On the plus side, "Magic for Beginners", the title story in the collection, does feature a character whose hair is infested with "miniature, wicked, fire-breathing golems."

Friday, September 08, 2006

You can kill them in the classic style

We went to see a double feature of Sam Peckinpah's Bring Me the Head of Alfredo Garcia and Ride the High Country. In between the two features they had a Q&A session with David Weddle (Peckinpah biographer), Gordon Dawson (writer/producer of Bring Me the Head of Alfredo Garcia), and Mariette Hartley (female lead of Ride the High Country).

Towards the end of Bring Me the Head of Alfredo Garcia, Bennie brings la cabeza de Alfredo Garcia to the men who will pay him ten thousand dollars for it. So far in the course of getting the head about a dozen people have been killed. One of the men says, "Helluva job, Bennie."

This line gets a different audience response today than it probably did before 2005.

Sunday, September 03, 2006

She is electric, can I be electric too?

We went for a walk in Los Feliz. In particular we walked by the Ennis-Brown House, designed by Frank Lloyd Wright. It is huge and meant to look like a Mayan temple. Like many things designed by Frank Lloyd Wright, it is falling apart. So it looks like a ruined Mayan temple. The entrance was boarded up with a sign saying "Beware of the Dog."

Apparently this house was where Harrison Ford's character Deckard lived in Blade Runner. And I do vaguely recall the Mayan design in Blade Runner, but wasn't Deckard living in an apartment? Wasn't there an elevator?

It was pretty hot to be doing all this walking around, so we stopped for some overpriced lemonade at Fred 62, and then on a whim we went into the movie theater across the street and saw Who Killed the Electric Car?

I liked the movie. It is a biased, one-sided account: for example, the movie never says how much the EV1 would actually cost to buy, it just skewers GM for not letting people buy them and not making them cheaper. And at the end, it shows you the Tzero and tells you a Tzero with lithium-ion batteries has a range of 300 miles at 70 miles per hour, without also mentioning that the target price for a Tzero is between that of a Porsche and a Ferrari. But despite this, I thought it was a good movie.

Saturday, September 02, 2006

You say John I say Wayne, Hot dog I say cool it man, I don't wanna be the President of America

We went to the farmer's market this morning, then walked down to the beach. And who should ride past us on the bike path? It was the Governor on his bicycle taking his morning exercise.

He was wearing sunglasses. Sunglasses conceal the identity of other people, but on the Governor, they just make him more recognizable.

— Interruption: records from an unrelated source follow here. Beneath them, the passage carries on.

PR #676, opened 2026-09-18
feat(desktop): universal workspace tab strip with drawer and tab reorder

zach88:
## What

Introduces the **universal workspace tab strip** for the desktop app: a single global tab strip that owns chat, app, files, and settings tabs, replacing the old chat-only tabs and the `backToConversation` navigation mechanism. On top of that foundation it adds several UX refinements: app tabs that persist their in-app route and name themselves after the embed's live `document.title`, multi-instance files tabs deduped by live path, a shared right-rail shell hosting a universal chat drawer, a wider/resizable chat drawer, and drag/keyboard reordering of tabs.

## Why

The app previously had a chat-only tab model plus a separate "back to conversation" affordance, so non-chat surfaces (apps, files, settings) were not first-class tabs and could not coexist or be navigated uniformly. The universal store makes every surface a peer tab reachable from any other, which is the prerequisite for the drawer, route persistence, and reordering to behave consistently across kinds.

## How

- **Pure tab store.** `workspaceTabs.ts` is a pure algebra `(state, input) => state` owning tab identity and the active tab. It lifts out the old "never empty / re-seed a blank chat" invariant: the workspace may be empty and `activeTabId` is nullable. Rendering, route selection, and the drawer all derive from this store; controllers keep chat loading.
- **Route derivation seam.** The active tab drives `navItem`; operations that must not steal focus (drawer chat selection, tab reorder) leave `activeTabId` untouched so the route does not churn.
- **App tabs.** Persist the live in-app route across deactivation so reactivation re-mounts at it, and adopt the embed's `document.title` as the tab label (empty titles ignored).
- **Files tabs.** Multi-instance, deduped by live `gfsUri` at open time; the browser writes its leaf path back onto the tab as it navigates.
- **Chat drawer.** Lives on a shared right-rail shell, always docked (a native `WebContentsView` cannot be overlaid). Session-only width, resizable by drag and keyboard, default 525px and drag ceiling 1000px, with a dynamic cap that reserves a legible floor for the embed.
- **Tab reorder.** Native HTML5 drag-and-drop plus Alt+ArrowLeft/Right on the focused tab. Order is the array order of the store; `reorderWorkspaceTab` is a pure permutation that clamps the target index, preserves `activeTabId`, the id-set, and length, and returns the same reference on no-ops.

## Testing

- Reducer and strip suites for the recent additions run green locally: `vitest run workspaceTabs WorkspaceTabStrip` and `vitest run useChatDrawerResize ChatDrawer` (drawer width + reorder), including `fast-check` property tests for the reorder permutation (id-set/length/`activeTabId` preserved, target lands at `clamp(toIndex)`, no-op returns same ref, double-apply idempotent).
- The branch ships focused suites per area: navigation controller, app-controller workspace tabs, right-rail shell, files-page seed location, sandbox app-tab route persistence, and chat selection across route changes.
- Code review and security review were run on the width and reorder diffs (no blockers; security clean).

## Risks / Follow-ups

- **PR size (D1).** 58 files in a single service (`desktop-app`). It exceeds the soft budget but is one cohesive spec: the universal tab store is the shared foundation and the later commits (route persistence, drawer, files, reorder) build directly on it, so the 13 commits form an interdependent stack that would not compile if split by sub-feature after the fact. Kept as one PR for that reason; reviewers can follow it commit by commit.
- **Pre-existing renderer type debt.** `tsc --noEmit -p ui/tsconfig.json` reports ~30 type errors in unrelated renderer test files (e.g. `App.tsx` deep-link region, FilesPage/SettingsPage tests). These reproduce on the base and are not introduced here; the files this branch touches are clean. Candidate for a separate issue to add a real renderer typecheck gate.
- Tab order and drawer width are session-only by design (reset on relaunch), matching prior behavior.


josue-tech-94:
Round 1 review complete for `8d9d30aa2ea5dd731477d3af5ba1ee9e4dd001bb`.

**Decision: CHANGES REQUIRED**

There is one must-fix finding:

### R1-H1 — Stale sandbox close after app-tab reactivation

`desktop-app/ui/src/App.tsx:1158-1170` starts an async `sandboxUi.getLocation()` during app deactivation and later calls the singleton `sandboxUi.close()` without confirming that the original transition still owns the active embed.

Reproduced sequence:

1. Open App A
2. Switch App A → chat while delaying `getLocation()`
3. Reactivate App A
4. Resolve the old `getLocation()` request

The stale continuation can then overwrite the route and close the newly reopened native sandbox view.

**Required fix:** add lifecycle generation/view-identity ownership across the async route read and close. The stale continuation must not persist a route or close a view belonging to a newer activation. Preserve/check the returned `appRef` as part of that ownership validation.

**Required regression test:** cover both:

* App A → chat → App A before the old location request resolves
* App A → chat → App B before the old request resolves

Assert that the stale transition neither closes the current view nor overwrites its route.

Everything else reviewed in this round looked good, including workspace-tab/reorder invariants, files-tab dedup/path handling, drawer resize/accessibility behavior, title propagation, IPC/preload trust boundaries, and removal of `backToConversation`. Security review found no change-caused issue.

The focused suites, production builds, and full desktop suite passed. The existing renderer TypeScript error family reproduces at the merge base and remains out of scope for this PR.

Once `R1-H1` is fixed, we can review the corrective range against this reviewed head.

josue-tech-94:
Round 2 review complete for `2f75f6751dd73c2af1331c512e1031f3a1963d4b`.

**Decision: CHANGES REQUIRED**

Good news first: `R1-H1` is closed by `a0bc688b8`. The lifecycle-generation guard correctly prevents stale app-deactivation continuations from persisting an old route or closing a newly activated sandbox view. The regression tests also discriminate the previous reviewed head as expected.

There is one new must-fix item:

### R2-M1 — Distinct-app regression test does not actually use a distinct app

The test intended to cover **App A → chat → App B** currently launches another tab for the same `appRef` (`ns/app`). It therefore does not prove cross-app lifecycle isolation and is false-green for that requirement.

**Required fix:**

* Add a real second app fixture, e.g. `READY_APP_B`, with a distinct `appRef`.
* Exercise App A → chat → App B while the old `getLocation()` request is still pending.
* Assert App B remains the live tab/view and the stale App A continuation neither closes it nor overwrites its route.
* Run the test against both the current head and the previous reviewed head to preserve the T3 proof.

A scratch version using a genuinely distinct App B already passes on the current head and fails on the previous reviewed head, so the production fix itself appears correct; the committed regression coverage is what still needs correction.

found **no production regression from the R1-H1 corrective work**. Correctness and security otherwise look clean, and the focused suites, production builds, style rules, and full desktop suite all passed.

One process caution: `App.tsx` and `useNavigationController.ts` have each reached the F3 threshold of three `fix:` commits. No fourth corrective commit was observed, but further corrective patching in either file should not proceed without the required mini-spec/design step.

alfredolopez80:
@zach88 — independent multi-agent review of this PR at head `65fc25ec5`

**Repo:** evenfire-ai/evenfire · **PR:** #676 · **Title:** feat(desktop): universal workspace tab strip with drawer and tab reorder · **Base ← head:** `dev` ← `feat/universal-tabs` · **Author:** @zach88

**Findings by severity:** Blocker 0 · Critical 0 · High 2 · Medium 6 · Low 7

We ran five reviewers in parallel against a checkout of the PR head: the tab store and navigation; `App.tsx` and the UI components; the pages and the IPC contract; security; and tests. Every finding below was checked against the code. "Reproduced" means we confirmed it with a throwaway test or a mutation; "read" means we confirmed it by reading the code only.

## Test and typecheck status (Node v24.18.0, `npm ci` without `--ignore-scripts`)

| Command | Exit | Result |
|---|---|---|
| `npm run verify:electron` | 0 | Electron executable resolved |
| `npx vitest run` (main + ui) | 0 | 244 files, **2394 passed**, 0 failed, 0 pending |
| `tsc -p tsconfig.json --noEmit` (main) | 0 | 0 errors |
| `tsc -p ui/tsconfig.json --noEmit` (renderer) | 2 | Same pre-existing error set as the merge base `32f7d0dca`. The PR adds no errors and fixes one (`App.chatDrawer.test.tsx` TS2339) |
| lint | — | `desktop-app` has no lint script |

## Status of the earlier review rounds (@josue-tech-94)

- **R1-H1 (stale sandbox close): partly closed.** The lifecycle-generation guard works: removing it makes both regression tests fail. The round-1 requirement also said "Preserve/check the returned `appRef` as part of that ownership validation", and that part is not implemented. See M1.
- **R2-M1 (distinct-app regression test): closed.** `App.deepLinks.test.tsx:2003` now uses `READY_APP_B` (`ns/app-b`) and keeps B live. Moving the guard below the persist makes the route assertions fail.
- **F3 caution (three `fix:` commits in `App.tsx` / `useNavigationController.ts`):** noted. Several items below touch those files, so please follow the mini-spec step before another corrective commit.

## High

**H1. The deep-link handoff guard has no test.** `desktop-app/ui/src/App.tsx` ~1322/1326 (`closeActiveSandboxUiEmbedForHandoff`). *Reproduced.* We removed only the two `gen` checks in the handoff path, and `App.deepLinks` + `App.chatDrawer` still pass (71/71). The commit message says both sites are gated, but only the deactivation site is tested. If a deep-link handoff is superseded while `getLocation()` is in flight, the stale handoff can close the newer embed and no test fails. Fix: add a handoff variant of the stale-continuation test.

**H2. Closing the active tab loses keyboard focus.** `components/WorkspaceTabStrip/index.tsx:137-146`, wired from `App.tsx:472-485` (`handleCloseWorkspaceTab`). *Reproduced.* When a keyboard user closes the active tab with Enter or Space on `×`, `document.activeElement` becomes `document.body`, and the user has to Tab again from the top of the page. Keyboard reorder keeps focus because the keyed node survives; close has no equivalent and no test. Fix: focus the newly active tab (or the strip) after close.

## Medium

**M1. The saved route is not checked against its `appRef`.** `App.tsx` ~1148 (deactivation effect) and ~1317 (handoff) store `location?.routePath` on the outgoing tab and ignore `location.appRef`. *Read.* In an app → app switch, whether the route lands on the right tab depends only on the IPC ordering described in the comment (the `getLocation` read reaches main before the incoming `open()` passes its rAF gate). `getLocation` is not serialized through `enqueueSandboxUiLifecycle`. If that ordering changes, app B's route is saved on app A's tab. The route still stays inside A's `/view` prefix, so this is a correctness problem, not a sandbox escape. Fix: persist only when `location.appRef === outgoingTab.app.appRef`. This is also the missing half of R1-H1.

**M2. Embed-controlled tab titles are not sanitized.** `lib/workspaceTabs.ts:201-216` (`setAppTabTitle`); the path is `sandboxUiDriver.ts:486` → `ipc.ts:1747` → `App.tsx:1358`. *Reproduced.* The only processing is `trim()`. A 5020-character title containing U+202E (RLO), zero-width characters and BEL was stored unchanged. A plugin can name its tab "Settings" and, because app, files and settings tabs render the same way, pass it off as host UI to phish for credentials. Bidi overrides also affect the `Close ${title}` aria-label. React renders titles as text, so this is not XSS. Fix: strip Cc/Cf/bidi control characters, cap the length (for example 80), and show an app-kind marker on app tabs.

**M3. The "Chats" nav resumes the last chat by array position, not the last one active.** `hooks/domain/useNavigationController.ts:83-102` (`focusChatSection`). *Reproduced with `renderHook`.* It picks `[...tabs].reverse().find(kind === 'chat')`, but the same file already tracks `lastActiveChatTabId` by recency for the drawer. Scenario: open chat A, open chat B, activate A (or reorder B before A), go to Files, click Chats: you land on B (or A after the reorder), not the chat you left. Fix: prefer `lastActiveChatTabId` and fall back to the array scan only when it is stale.

**M4. The stale-continuation tests have no liveness witness.** `App.deepLinks.test.tsx:1999`, `:2031`. *Reproduced.* We disabled the deactivation read-then-close entirely, and both tests still pass: their assertions are all negative (`closeSandboxUi` not called, route not stale). Fix: add `expect(getSandboxUiLocation).toHaveBeenCalledTimes(1)` and check that the deferred read was consumed. Test 1 should also assert that A is live again.

**M5. The new main-process IPC surface has no tests.** `ipc.ts` (`sandboxUi:getLocation`, `sandboxUi:titleChanged`) and the `page-title-updated` listener in `sandboxUiDriver.ts:483-497`, including its `active?.view === view` guard. *Read.* The only driver test added covers `resolveSandboxUiSharePath`. Nothing would catch a regression that drops the guard and lets a replaced view relabel the new active tab.

**M6. `WorkspaceTab` is not a discriminated union.** `lib/workspaceTabs.types.ts:35-43`. *Read.* `kind` plus four optional payloads lets the compiler accept `{ kind: 'chat' }` with no `chat` payload, or a `chat` tab that carries an `app` payload. The invariant is enforced only in the constructors, so every accessor uses optional chaining, and a malformed tab becomes a silent `null`. For example, `focusChatSection` returns `null` for a chat tab that lacks `chat`. Fix: `{kind:'chat'; chat: …} | {kind:'app'; app: …} | …`.

## Low

- **L1.** `WorkspaceTabStrip` uses `role="toolbar"` with `aria-pressed` buttons instead of the ARIA tabs pattern (`tablist`/`tab`/`aria-selected`, arrow-key focus movement). `ChatSwitcher` in this same PR uses `listbox`/`option` correctly. Follow-up.
- **L2.** The `getLocation()`/`close()` failures in `App.tsx` ~1149-1162 and ~1318-1320 are swallowed without logging. Falling back to the default route is intended, but an IPC/driver failure looks the same as a normal out-of-prefix read. Add a structured log that omits the URL.
- **L3.** `page-title-updated` is forwarded on every event (`sandboxUiDriver.ts:486-491`). An embed that changes its title in a loop causes an IPC message and a renderer re-render per change. Debounce in main (for example 250 ms).
- **L4.** The comment at `App.tsx:383` still refers to "SandboxUiPage unmount cleanup", which this PR removes. The comment at `App.tsx:1100` describes the current behavior correctly.
- **L5.** `FilesPage` still declares and calls `onPendingGfsUriHandled` (`FilesPage.tsx:214,620`, `FilesPage.types.ts:22`), but `App.tsx` no longer passes it. This predates the PR; clean up in a follow-up.
- **L6.** More negative assertions without witnesses: `App.deepLinks.test.tsx:1863` (never checks that `selectTab(0)` switched tabs) and `WorkspaceTabStrip.test.tsx:383,418` (`onReorder` not called, with no positive check).
- **L7.** The property-test generator `workspaceTabs.test.ts:568` (`openOpArb`) only produces opens. It never produces `closeWorkspaceTab` or reconcile operations, always opens files at root, and never reuses ids, so those cases are covered only by the example tests.

## Verified clean

- Store algebra: `reorderWorkspaceTab` (pure permutation, clamped, same reference on no-op), `closeWorkspaceTab` (right-neighbor / clamp-left / empty workspace), files dedup by live `gfsUri`, blank-title rejection, and an exhaustive `mapKindToRoute`.
- Deactivation-effect generation guard: every `await` is re-checked. The title-change effect checks both `liveSandboxUiTabIdRef` and `appRef`.
- `useChatDrawerResize`: finite clamps (no `NaN` at panel width 0), idempotent drag teardown, cleanup on `active` flip and on unmount.
- IPC contract driver → appService → ipc → preload → `renderer.d.ts`: types and the optional `routePath` match at every hop. `assertTrustedSender` is present on the new channel, and listener unsubscription is wired.
- A persisted route cannot leave the app's sandbox: `normalizeSandboxUiRoute` rejects `//`, `\`, `?`, `#`, `javascript:`, `file:` and `..`, and the route is re-encoded under the fixed `/view` prefix.
- The FilesPage seed/write-back pair has no loop (the seed is captured once per tab id).
- `backToConversation` is fully retired, including the preload `DESKTOP_COMMAND_IDS` allowlist.
- Deep links open no privileged tabs, and the confirmation dialog is intact.
- The PR adds no `console.*` calls, no secret or URL logging, and no dependency changes. There are no `.only`/`.skip` tests.

## Recommendation

Nothing blocks the merge on severity. We suggest fixing these before merge because they are small and directly tied to the earlier review rounds: **H1** (add a handoff stale test), **M1** (the `appRef` check that R1-H1 asked for) and **M4** (a liveness witness on the R1-H1/R2-M1 tests). **H2**, **M2**, **M3**, **M5** and **M6** can be fixed in the PR or tracked as follow-ups; that is the author's and reviewers' decision. The Low items are optional.

---
_Read-only review: no code changes were pushed. 🤖 Generated with [Claude Code](https://claude.com/claude-code)_

zach88:
Thanks for the thorough pass. Round 3 is on the branch (head is now `19d722ea1`). We took the three you flagged for pre-merge, plus H2.

**H1 — handoff guard test** (`31601ecd9`, `19d722ea1`)
Added a handoff variant of the stale-continuation test: it defers the handoff's `getLocation()` read, supersedes it with a plain deactivation (which bumps the generation and closes the embed itself), then resolves the stale read and asserts the handoff added neither a stale persist nor a second close. Verified it goes red when the guard is removed.
Writing it turned up a self-inflicted overclaim: our first draft said it covered "both" generation checks, but only the post-read check is actually reachable — there's no `await` between the persist and the close, so that one check aborts both, and the pre-close check is a defensive re-check that can't fire on its own with today's control flow. Corrected the test's claim in `19d722ea1` (comment-only, assertions unchanged).

**M1 — appRef check before persisting the route** (`8a9c45f5d`)
The missing half of R1-H1. Both the deactivation effect and the handoff now persist `location.routePath` only when `location.appRef === outgoingAppRef` (captured synchronously from the outgoing tab, immutable). On an app→app switch where the incoming `open()` beats the read within a single activation generation, the mismatched read is now dropped instead of clobbering the outgoing tab. Repro test fails with the guard reverted.

**M4 — liveness witnesses** (`1bb76a72b`)
Added positive witnesses to the stale-continuation tests: `getSandboxUiLocation` called exactly once (the deferred read is consumed) and the surviving app is live again. Confirmed both go red if the read-then-close is disabled — previously disabling it left them green.

**H2 — keyboard focus on close** (`4a1c52c7f`)
Closing the active tab by keyboard now moves focus to the newly-active tab, or to the strip when the workspace is empty, gated on `event.detail === 0` so a mouse close doesn't steal focus. Asserted on `document.activeElement`.

Ran code + security + collateral reviewers over the round-3 diff (`95e71b49a..19d722ea1`): security clean, no regressions, full suite green (2398), renderer typecheck unchanged (the 31 errors are pre-existing).

On the same-`appRef` edge you and the security note both raised: confirmed pre-existing — the pre-fix code clobbered the same way, and the `appRef` guard can't tell two tabs of the same app apart. The real fix is keying by tab id / `webContentsId` rather than `appRef`; tracking that separately instead of widening this PR.

The rest — **M2** (title sanitization), **M3** (recency-based Chats nav), **M5** (IPC surface tests), **M6** (discriminated union), and the Low items — we're leaving as follow-ups for now. Happy to fold any of them in if you'd rather they land in this PR.

josue-tech-94:
Round 4 review complete for `1acc007d280019d0c6168cd4877f83bd54ffa116`.

**Decision: CHANGES REQUIRED / BLOCKED**

The earlier sandbox lifecycle-generation fix remains correct, but the PR is not merge-ready. Two carried findings have now escalated to process Blockers, and the latest corrective range introduced one additional route-persistence defect.

### R3-M1 — Blocker: Chats resumes the wrong conversation

`useNavigationController.ts` tracks `lastActiveChatTabId`, but `focusChatSection()` ignores it and selects the last chat by array order.

Reproduced:

1. Activate chat A.
2. Switch to Files.
3. Return to Chats.
4. Chat B is selected instead of chat A.

**Required:** prefer `lastActiveChatTabId`, falling back only when that ID is missing or stale. Add an observable producer-backed regression test asserting both the active tab ID and `{ agentRef, chatId }`.

### R3-M2 — Blocker: Untrusted app titles reach host chrome

The title propagation pipeline is wired correctly, but the renderer currently only applies `trim()`.

Plugin-controlled titles containing control characters, bidi overrides/invisible characters, or excessive length can reach workspace tab labels, accessible close-button names, and other host chrome.

**Required:** define one title-sanitization contract covering:

* control/bidi removal;
* bounded length;
* stable fallback behavior.

Add producer-backed tests for normal, empty, control/bidi, and overlong titles.

### R4-M1 — Medium: appRef mismatch clears an existing saved route

Introduced by `8a9c45f5d`.

The new app identity check correctly prevents App B's route from being stored for App A, but currently forwards `undefined` to `setAppTabSavedRoutePath()`. That helper interprets `undefined` as an authoritative clear.

So a foreign/stale location result can erase App A's previously saved route.

**Required:** distinguish:

* foreign/unknown location → preserve the existing route;
* authoritative current-app default route → clear the saved route.

Apply that distinction consistently in both deactivation and handoff paths.

### Follow-ups

* `R2-L1`: PR description remains stale.
* `R4-L1`: add direct title event identity/cleanup regression coverage across driver → IPC → preload.
* `R4-L2`: `WorkspaceTab` still uses optional payload fields rather than a discriminated union.

### Closed findings

The following are verified closed:

* `R1-H1` — lifecycle-generation / stale sandbox close
* `R2-M1` — genuine distinct-App-B regression fixture
* `R3-M3` — active-tab close restores keyboard focus
* `R3-M4` — stale-continuation tests now include liveness witnesses
* `R3-L1` — inaccurate test claim corrected

The bounded collateral review of:

`95e71b49a9c8999444fe313c87576aafd6d04eba..1acc007d280019d0c6168cd4877f83bd54ffa116`

confirmed those closures and found `R4-M1` as the new corrective regression. No additional lifecycle-close, focus, IPC, or listener-cleanup regression was found.

### Validation

The full desktop suite, production builds, style rules, Electron verification, focused lifecycle/navigation/workspace/IPC/drawer/files suites, and `git diff --check` all passed.

Renderer `tsc` remains non-zero at both the exact merge base and current head with the same pre-existing error family, so it remains a baseline issue rather than a new PR regression.

Native Electron/Playwright live-app validation was not run.

### Round-4 design stop

This PR has reached the design-stop threshold.

`App.tsx` now has four `fix:` commits in this PR and `useNavigationController.ts` has three. Please do **not** continue patching the shared navigation/lifecycle seam directly.

Before the next corrective cycle, write a mini-spec and decision table covering at minimum:

* active-chat selection / Chats resume behavior;
* app-view ownership;
* foreign `appRef` route reads;
* authoritative route clearing vs route preservation;
* stale async continuations and lifecycle generations.

Then implement the remaining findings from that design rather than adding another isolated patch.

The PR body also needs to be refreshed

josue-tech-94:
**Decision: CHANGES REQUIRED / BLOCKED**

Two technical items remain before the PR is ready for another review.

### R3-M2 — Title sanitization is still incomplete

The title-sanitization work improves the boundary, but it does not yet fully handle the intended directional/invisible-control cases, and the committed coverage does not verify the final host-visible outputs.

**Required:**

* correctly remove the unsafe control/bidi characters;
* preserve legitimate Unicode;
* retain the intended length bound and stable fallback;
* test the final workspace-tab label;
* test the final close-button accessible label.

This remains a security-review issue because sandbox-controlled title content is surfaced in host chrome and ARIA output.

### R5-M1 — Legitimate emoji ZWJ sequences are broken

The current sanitizer strips U+200D zero-width joiners.

For example:

`Build 👩‍💻` → `Build 👩💻`

This alters legitimate user-facing Unicode and is a regression introduced while addressing `R3-M2`.

**Required:** preserve legitimate Unicode shaping/joining characters such as emoji ZWJ sequences while still removing the unsafe directional/invisible controls covered by the sanitization policy.

Add a regression test proving valid emoji sequences remain intact.

### Closed / accepted

* `R3-M1` — chat navigation correctly resumes the tracked last-active chat.
* `R4-M1` — foreign app location reads preserve the existing saved route in both deactivation and handoff paths.

The earlier lifecycle, distinct-app, keyboard-focus, and stale-continuation findings remain closed.

### Non-blocking follow-ups

* `R4-L1` — direct title-event identity/cleanup coverage across driver → IPC → preload.
* `R4-L2` — stronger `WorkspaceTab` payload typing / discriminated-union invariant.

### Validation

The full desktop suite passes: **245 files / 2,412 tests**.

Main and renderer builds, Electron verification, focused navigation/IPC/drawer/files suites, style rules, and `git diff --check` also pass.

Renderer TypeScript remains non-zero at both the current head and exact merge base with the same pre-existing baseline family.

Native Electron/Playwright validation was not available.

zach88:
Addressed the round-6 title-sanitization blocker in `108c0f7d1`, but with a change of approach rather than another two ranges — I think that's the only way this stops recurring.

**Why not just add U+00AD and U+180E**

The sanitizer was an enumerated numeric-range denylist. That model never converges: there's always one more invisible code point, and each round has been adding the next one (round 5: bidi marks, word joiner, tag chars; round 6: soft hyphen, Mongolian vowel separator). Patching the reported instance instead of the class is exactly the loop we keep paying for. Adding two ranges would've closed this comment and reopened the same one next round.

**What it does now**

Replaced the denylist with Unicode's own definition of non-rendering text:

```
/(?!\s)\p{Cc}|(?![\p{Join_Control}\p{Variation_Selector}])\p{Default_Ignorable_Code_Point}|[￹-￻]/gu
```

- Strip the control category (`\p{Cc}`, minus whitespace — the `(?!\s)` guard keeps TAB/LF/CR so they collapse to a space instead of gluing words; NEL U+0085 is `\p{Cc}` and not `\s`, so it's stripped).
- Strip `\p{Default_Ignorable_Code_Point}` — the standard's set of "code points that should be ignored in rendering", i.e. the invisible set. **This covers U+00AD and U+180E by definition**, along with every bidi mark/override/isolate, zero-width formatter, BOM, tag char, Hangul filler, etc. It also *already excludes* the legitimate visible script formatters that real titles use (U+0600–U+0605, U+06DD ARABIC END OF AYAH, U+070F, Kaithi, Egyptian controls), so those survive with no per-code-point carve-out.
- Keep U+FFF9–U+FFFB (interlinear anchors) explicit — they hide text but Unicode doesn't classify them as Default_Ignorable. Written as `\u` escapes, never literal invisible bytes, so the denylist can't be mutated with no visible diff.

The payoff: any invisible code point is covered by definition. There's no "one more" to ask for — if a code point isn't caught, it's DI=false, meaning Unicode considers it visible.

**Two deliberate carve-outs (they're invisible but they *shape* the adjacent glyph):**

- `\p{Join_Control}` — ZWJ/ZWNJ. ZWJ fuses an emoji sequence into one glyph (`👩‍💻`); stripping it splits it into `👩💻`.
- `\p{Variation_Selector}` — VS16 (U+FE0F) is what makes `❤` render as the emoji `❤️`, keycaps (`1️⃣`) depend on it, and ideographic selectors pick CJK glyph variants. A blanket Default_Ignorable strip silently breaks all of these — worth calling out since it's a trap the property-based approach would otherwise walk into.

**On the "still no e2e assertion" part**

Added a producer-backed test that drives the real store border (`setAppTabTitle`) and asserts the *rendered* chrome for an overlong + bidi-override title: the workspace tab label text and the close button's accessible name both come out truncated and stripped (`WorkspaceTabStrip.test.tsx`). The invisible/shaping behavior is asserted end-to-end too (bidi/invisibles stripped, ZWJ emoji and variation selectors preserved).

**One thing that's intentionally out of scope**

A title made only of *visible-but-blank* glyphs (e.g. U+2800 BRAILLE PATTERN BLANK) renders as an empty-looking tab. No invisible-character filter can catch that — the glyph is visible, just empty — and it isn't a spoofing vector here: the label is free text shown to its own owner, never compared against a trusted string. So it's a UX edge, not a sanitizer gap; flagging it so it doesn't come back as "another invisible reaches the UI."

**Verification**

- One observable change vs. the old policy: U+1D173–17A (musical formatters) are now stripped. They're invisible and have no effect in a `nowrap` label; the test that asserted their preservation was protecting an idea ("don't touch Cf"), not a visible behavior, and was repointed at U+13430 (a visible Egyptian control that stays).
- Ran the old vs. new regex across the whole code space: the new policy is a strict superset for every real vector (0 gaps), stripping ~3765 additional code points, all invisible/reserved.
- Full renderer suite green; typecheck at baseline; the invisible-coverage test fails against the previous head (genuine regression coverage).

josue-tech-94 (approved):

I think there should be a classification system for celebrity close encounters, like the one for UFOs. A celebrity close encounter of the first kind would be if you encounter them in the course of their celebrity duties, like at a book signing. A celebrity encounter of the second kind would be if you see them walking down the street or in line at the Starbucks. And an encounter of the third kind would be if you're trapped with them in an ATM vestibule and share a stick of gum or something.